# [WORK INSTRUCTION]
When you reach the line that contains "PR #608, opened 2025-04-11" in the entries below, begin returning lines exactly as written and continue through the last one.

(Collected data entries)
*** Begin section ***
PR #586, opened 2025-03-26
Removed unused 'rotation' table from the parts database.

dhoepfl:
The 'rotation' table in the parts database is created but I cannot find any usage of it.
So I removed it.


chmorgan:
Thank you for your contribution!

PR #603, opened 2025-04-07
Cmm db optimize

chmorgan:


Bouni:
Can you give a bit context what this PR does / improves?

Does it primarily improve the generation of the database?

chmorgan:
> Can you give a bit context what this PR does / improves?
> 
> Does it primarily improve the generation of the database?

- ~25% reduction in database size (4.2GB to 3.1GB) (100MB reduction in compressed size 592MB to 474MB)
   This should speed up search time although I haven't benchmarked it yet.
- Introduced pytests for the jlcparts_db_convert.py in CI. We should be able to more easily add tests for other modules as they are built out.
- Moved the parts conversion into db_build/ so it can be a module.

chmorgan:
@Bouni and there are details in the commit messages for each commit, relative to the db changes and in code and in the commits relative to the price changes.

Bouni (approved):

PR #608, opened 2025-04-11
Added some input sanitization to prevent database corruption.

dhoepfl:
I noticed that e.g. setting a rotation of '90x' resulted in a unreadable correction table.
*** End section ***
# [ANSWER SPACE]
PR #608, opened 2025-04-11
Added some input sanitization to prevent database corruption.

dhoepfl:
I noticed that e.g. setting a rotation of '90x' resulted in a unreadable correction table.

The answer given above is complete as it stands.